## [Work to complete]
Go through the data line by line. Copy each one holding the string "approved".

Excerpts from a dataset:
PR #2665, opened 2026-07-23
fix clusterpolicy fluctuation when nvidiadriver upgrade is happening

rahulait:
## Description

Fixes ClusterPolicy status fluctuation during NVIDIADriver rolling upgrades.

When an NVIDIADriver upgrade is in progress (nodes transitioning through cordon/drain/restart/validation states), ClusterPolicy now explicitly reports NotReady with a clear reason, instead of oscillating between ready/not-ready as individual node states change.

The approach:
* After reconciling all operand states, check if any NVIDIADriver-owned node has an incomplete upgrade state (pending, in-progress, or failed).
* If so, hold overallStatus = NotReady and append descriptive reasons to the condition message.
* Refactor the not-ready message into a structured "; "-joined format that combines operand states and upgrade reasons.
## Checklist

## Testing

Tested this change on a 3 node cluster. 

Status when the upgrade starts:
```
== Node owner and upgrade labels ==
NODE            GPU   OWNER    UPGRADE_STATE         CLUSTERPOLICY  NVIDIADRIVER
a1u1g-mil-0369  true  default  upgrade-required      notReady       notReady
ipp2-1815       true  default  pod-restart-required  notReady       notReady
ipp2-2152       true  default  upgrade-required      notReady       notReady

k get clusterpolicy cluster-policy -o yaml | yq .status
conditions:
  - lastTransitionTime: "2026-07-24T18:05:33Z"
    message: ""
    reason: Error
    status: "False"
    type: Ready
  - lastTransitionTime: "2026-07-24T18:05:33Z"
    message: 'ClusterPolicy is not ready; states not ready: [state-operator-validation state-dcgm-exporter]; NVIDIADriver upgrade has not completed; one or more NVIDIADriver-owned Nodes are marked pending, in-progress, or failed'
    reason: OperandNotReady
    status: "True"
    type: Error
namespace: gpu-operator
state: notReady
```
Status when all operands are ready but driver upgrade is still in progress:
```
== Node owner and upgrade labels ==
NODE            GPU   OWNER    UPGRADE_STATE         CLUSTERPOLICY  NVIDIADRIVER
a1u1g-mil-0369  true  default  upgrade-required      notReady       notReady
ipp2-1815       true  default  upgrade-done          notReady       notReady
ipp2-2152       true  default  upgrade-required      notReady       notReady

k get clusterpolicy cluster-policy -o yaml | yq .status
conditions:
  - lastTransitionTime: "2026-07-24T18:05:33Z"
    message: ""
    reason: Error
    status: "False"
    type: Ready
  - lastTransitionTime: "2026-07-24T18:05:33Z"
    message: ClusterPolicy is not ready; NVIDIADriver upgrade has not completed; one or more NVIDIADriver-owned Nodes are marked pending, in-progress, or failed
    reason: OperandNotReady
    status: "True"
    type: Error
namespace: gpu-operator
state: notReady
```
Status when the upgrade finishes:
```
== Node owner and upgrade labels ==
NODE            GPU   OWNER    UPGRADE_STATE  CLUSTERPOLICY  NVIDIADRIVER
a1u1g-mil-0369  true  default  upgrade-done   ready          ready
ipp2-1815       true  default  upgrade-done   ready          ready
ipp2-2152       true  default  upgrade-done   ready          ready

k get clusterpolicy cluster-policy -o yaml | yq .status
conditions:
  - lastTransitionTime: "2026-07-24T18:20:17Z"
    message: ClusterPolicy is ready as all resources have been successfully reconciled
    reason: Reconciled
    status: "True"
    type: Ready
  - lastTransitionTime: "2026-07-24T18:20:17Z"
    message: ""
    reason: Ready
    status: "False"
    type: Error
namespace: gpu-operator
state: ready
```

### DIFF
--- a/controllers/clusterpolicy_controller.go
+++ b/controllers/clusterpolicy_controller.go
@@ -19,7 +19,9 @@ package controllers
 import (
 	"context"
 	"fmt"
+	"strings"
 
+	"github.com/NVIDIA/k8s-operator-libs/pkg/upgrade"
 	"github.com/go-logr/logr"
 
 	appsv1 "k8s.io/api/apps/v1"
@@ -146,6 +148,7 @@ func (r *ClusterPolicyReconciler) Reconcile(ctx context.Context, req ctrl.Reques
 	clusterPolicyCtrl.operatorMetrics.reconciliationTotal.Inc()
 	overallStatus := gpuv1.Ready
 	statesNotReady := []string{}
+	notReadyReasons := []string{}
 	for {
 		status, statusError := clusterPolicyCtrl.step()
 		if statusError != nil {
@@ -171,12 +174,31 @@ func (r *ClusterPolicyReconciler) Reconcile(ctx context.Context, req ctrl.Reques
 		}
 	}
 
+	if clusterPolicyCtrl.singleton.Spec.Driver.UseNvidiaDriverCRDType() {
+		upgradeInProgress, err := r.nvidiaDriverUpgradeIncomplete(ctx)
+		if err != nil {
+			clusterPolicyCtrl.operatorMetrics.reconciliationStatus.Set(reconciliationStatusNotReady)
+			clusterPolicyCtrl.operatorMetrics.reconciliationFailed.Inc()
+			if condErr := r.conditionUpdater.SetConditionsError(ctx, instance, conditions.ReconcileFailed, fmt.Sprintf("Failed to determine NVIDIADriver upgrade state: %s", err)); condErr != nil {
+				r.Log.Error(condErr, "failed to set condition")
+			}
+			return ctrl.Result{}, err
+		}
+		if upgradeInProgress {
+			overallStatus = gpuv1.NotReady
+			notReadyReasons = append(notReadyReasons,
+				"NVIDIADriver upgrade has not completed",
+				"one or more NVIDIADriver-owned Nodes are marked pending, in-progress, or failed",
+			)
+		}
+	}
+
 	// if any state is not ready, requeue for reconcile after 5 seconds
 	if overallStatus != gpuv1.Ready {
 		clusterPolicyCtrl.operatorMetrics.reconciliationStatus.Set(reconciliationStatusNotReady)
 		clusterPolicyCtrl.operatorMetrics.reconciliationFailed.Inc()
 
-		err := fmt.Errorf("ClusterPolicy is not ready, states not ready: %v", statesNotReady)
+		err := fmt.Errorf("%s", clusterPolicyNotReadyMessage(statesNotReady, notReadyReasons))
 		r.Log.Error(err, "ClusterPolicy not yet ready")
 		updateCRState(ctx, r, req.NamespacedName, gpuv1.NotReady)
 		if condErr := r.conditionUpdater.SetConditionsError(ctx, instance, conditions.OperandNotReady, err.Error()); condErr != nil {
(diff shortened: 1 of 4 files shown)


controllers/clusterpolicy_controller.go
```diff
@@ -171,12 +174,31 @@ func (r *ClusterPolicyReconciler) Reconcile(ctx context.Context, req ctrl.Reques
...
+			clusterPolicyCtrl.operatorMetrics.reconciliationStatus.Set(reconciliationStatusNotReady)
+			clusterPolicyCtrl.operatorMetrics.reconciliationFailed.Inc()
+			if condErr := r.conditionUpdater.SetConditionsError(ctx, instance, conditions.ReconcileFailed, fmt.Sprintf("Failed to determine NVIDIADriver upgrade state: %s", err)); condErr != nil {
+				r.Log.Error(condErr, "failed to set condition")
+			}
+			return ctrl.Result{}, err
+		}
+		if upgradeInProgress {
+			overallStatus = gpuv1.NotReady
+			notReadyReasons = append(notReadyReasons,
```
tariq1890, line 189: I am not sure I follow why `notReadyReasons` needs to be a string slice.

controllers/clusterpolicy_controller.go
```diff
@@ -227,6 +249,52 @@ func (r *ClusterPolicyReconciler) Reconcile(ctx context.Context, req ctrl.Reques
 	return ctrl.Result{}, nil
 }
 
+// clusterPolicyNotReadyMessage formats a condition message with operand states and additional not-ready reasons.
+func clusterPolicyNotReadyMessage(statesNotReady, notReadyReasons []string) string {
+	messageParts := []string{"ClusterPolicy is not ready"}
```
tariq1890, line 259: Can we use stringBuilder in this method?

controllers/clusterpolicy_controller.go
```diff
@@ -227,6 +249,52 @@ func (r *ClusterPolicyReconciler) Reconcile(ctx context.Context, req ctrl.Reques
...
+		}
+	}
+
+	return false, nil
+}
+
+// isIncompleteDriverUpgradeState reports whether a Node upgrade state keeps the aggregate driver rollout incomplete.
+func isIncompleteDriverUpgradeState(state string) bool {
+	switch state {
+	case upgrade.UpgradeStateUpgradeRequired,
```
rajathagasthya: Can we invert this condition and only check for `!(state == done || state == unknown)`? That way we don't have to list all the states here.

controllers/clusterpolicy_controller.go
rahulait: It doesn't need to be a string slice. The final message is composed of two things, statesNotReady and notReadyReasons
```
clusterPolicyNotReadyMessage(statesNotReady, notReadyReasons)
```
statesNotReady is rendered as `states not ready: [...]`
notReadyReasons is going to be rendered as `reason A; reason B; ...`

Right now, we are adding reason for nvidiadriver. If we need to add more reasons in future, it can be added to same slice. Keeping it to just a string for now is also fine. Let me know your thoughts and I can update accordingly.

controllers/clusterpolicy_controller.go
rahulait: I think its cleaner this way if we are using slices and strings.Join(). With stringBuilder, we'll have to add delimiter handling which we are avoiding here using slices and strings.Join().

controllers/clusterpolicy_controller.go
```diff
@@ -171,12 +174,31 @@ func (r *ClusterPolicyReconciler) Reconcile(ctx context.Context, req ctrl.Reques
 		}
 	}
 
+	if clusterPolicyCtrl.singleton.Spec.Driver.UseNvidiaDriverCRDType() {
+		upgradeInProgress, err := r.nvidiaDriverUpgradeIncomplete(ctx)
```
rajathagasthya: Claude is flagging this issue:

> A node labeled `nvidia.com/gpu-driver-upgrade.skip=true` stays in `upgrade-required` permanently. The PR counts `upgrade-required` as incomplete, so one skipped node means ClusterPolicy reports `notReady` forever and reconciles every 5 seconds forever, with all operands healthy. The check needs to exclude skipped nodes.

This sounds like a possibility to me. Is there something we can do?

controllers/clusterpolicy_controller.go
```diff
@@ -227,6 +249,52 @@ func (r *ClusterPolicyReconciler) Reconcile(ctx context.Context, req ctrl.Reques
...
+	messageParts := []string{"ClusterPolicy is not ready"}
+	if len(statesNotReady) > 0 {
+		messageParts = append(messageParts, fmt.Sprintf("states not ready: %v", statesNotReady))
+	}
+	messageParts = append(messageParts, notReadyReasons...)
+	return strings.Join(messageParts, "; ")
+}
+
+// nvidiaDriverUpgradeIncomplete reports whether any NVIDIADriver-owned Node has a pending, active, or failed upgrade.
+func (r *ClusterPolicyReconciler) nvidiaDriverUpgradeIncomplete(ctx context.Context) (bool, error) {
```
cdesiniotis, line 268: Question -- if an NVIDIADriver-owned daemonset is undergoing an upgrade (or at least is incomplete), is this reflected in the NVIDIADriver CR `status.state` (e.g. it is marked NotReady until the upgrade is fully rolled out)? If yes, what are your thoughts on checking the NVIDIADriver CR(s) `status.state` instead of iterating over all nodes and checking the driver upgrade label? Just an alternative solution to consider.

rahulait: I was trying to avoid adding dependency in clusterpolicy to fetch nvidiadriver CRs directly. Also, nvidiadrivers can go into notReady state if there is nodeSelector conflict with other nvidiadrivers, we don't want the clusterpolicy status to change to notReady if nvidiaDriver is marked as notReady. Since we are talking about fluctuation during upgrades, checking node upgrade labels felt more precise than relying on nvidiadriver status field.

rahulait: It might look like making clusterpolicy notReady whenever nvidiaDriver is notReady would be the right approach, however, that also brings in the additional challenge to have clusterpolicy keep a watch on nvidiadriver CRs so that it can reconcile and update status, or have nvidiadriver trigger reconcile for clusterpolicy whenever status changes. With my approach, I am trying to avoid all that and just stop the clusterpolicy fluctuation during driver upgrades.

cdesiniotis: Makes sense! Let's stick with the current implementation.

cdesiniotis (approved):

controllers/clusterpolicy_controller.go
tariq1890: Understood. It can remain as a string slice. Resolving...

controllers/clusterpolicy_controller.go
```diff
@@ -171,12 +174,31 @@ func (r *ClusterPolicyReconciler) Reconcile(ctx context.Context, req ctrl.Reques
 		}
 	}
 
+	if clusterPolicyCtrl.singleton.Spec.Driver.UseNvidiaDriverCRDType() {
```
rajathagasthya, line 177: My one concern is that this extends the 5s requeue until all nodes are done upgrading. Previously we would incorrectly set status to `Ready` in the middle of the upgrade (the problem being fixed here), but we weren't requeuing so the next reconcile would only happen when a watched object was updated.

We're doing the right thing here, but in each 5s reconcile we render all the templates, which is unnecessary CPU usage. If possible, we should requeue at a longer interval if we're only waiting for incomplete nodes, but I'm not sure it's straightforward.

controllers/clusterpolicy_controller.go
rahulait: Good point, updated

controllers/clusterpolicy_controller.go
rahulait: Yeah, makes sense. Updated.

controllers/clusterpolicy_controller.go
rahulait: Changed logic to rely on upgrade node label changes for reconciling clusterpolicy when driver is still upgrading. With this approach, we'll not continue retrying every 5 secs.

tariq1890 (approved):

rajathagasthya (approved):
LGTM.

PR #2666, opened 2026-07-24
[DRA Driver] sync operator clusterrole with that of state-dra-driver

tariq1890:
This bug should address the following error thrown when deploying a GPUCluster resource.

```
  status:                                                                                                                                                                                                                                        
    conditions:                                                                                                                                                                                                                                  
    - lastTransitionTime: "2026-07-24T00:18:36Z"                                                                                                                                                                                                 
      message: ""                                                                                                                                                                                                                                
      reason: Error                                                                                                                                                                                                                              
      status: "False"                                                                                                                                                                                                                            
      type: Ready                                                                                                                                                                                                                                
    - lastTransitionTime: "2026-07-24T00:18:36Z"                                                                                                                                                                                                 
      message: |-                                                                                                                                                                                                                                
        Error syncing state state-dra-driver: failed to create/update objects: clusterroles.rbac.authorization.k8s.io "compute-domain-daemon" is forbidden: user "system:serviceaccount:gpu-operator:gpu-operator" (groups=["system:serviceacco  
  nts" "system:serviceaccounts:gpu-operator" "system:authenticated"[]) is attempting to grant RBAC permissions not currently held:                                                                                                               
        {APIGroups:["resource.nvidia.com"], Resources:["computedomains"], Verbs:["patch"]}
```

This change aligns the ClusterRole used by the gpu-operator controller with the ClusterRole directly provisioned through the `state-dra-driver` templates.

### DIFF
--- a/bundle/manifests/gpu-operator-certified.clusterserviceversion.yaml
+++ b/bundle/manifests/gpu-operator-certified.clusterserviceversion.yaml
@@ -876,14 +876,6 @@ spec:
           - resource.nvidia.com
           resources:
           - computedomains
-          verbs:
-          - get
-          - list
-          - watch
-          - update
-        - apiGroups:
-          - resource.nvidia.com
-          resources:
           - computedomains/status
           verbs:
           - get
--- a/deployments/gpu-operator/templates/clusterrole.yaml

## [The completed task]
cdesiniotis (approved):
tariq1890 (approved):
rajathagasthya (approved):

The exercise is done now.